Segment Open

PR #2063, opened 2026-09-15
feat(automodel): wire deployment_config through to auto-deploy

aray12:
## Summary

`deployment_config` auto-deploys a model when a customization job finishes. The automodel service already compiled and validated it end to end, but nothing could reach it: the plugin split moved the HTTP boundary to `AutomodelJobInput`, which never carried the field, and `adapter.py` hardcoded `deployment_config=None` when mapping the plugin spec onto the legacy `CustomizationJobOutput`. Submitting a job with `deployment_config` on the automodel backend silently deployed nothing. It now deploys, matching the unsloth backend.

Segment Closed

WORK TO BE COMPLETED — I would like you to report every line in the listing above that contains "automodel".

OUTPUT BELOW —
feat(automodel): wire deployment_config through to auto-deploy
`deployment_config` auto-deploys a model when a customization job finishes. The automodel service already compiled and validated it end to end, but nothing could reach it: the plugin split moved the HTTP boundary to `AutomodelJobInput`, which never carried the field, and `adapter.py` hardcoded `deployment_config=None` when mapping the plugin spec onto the legacy `CustomizationJobOutput`. Submitting a job with `deployment_config` on the automodel backend silently deployed nothing. It now deploys, matching the unsloth backend.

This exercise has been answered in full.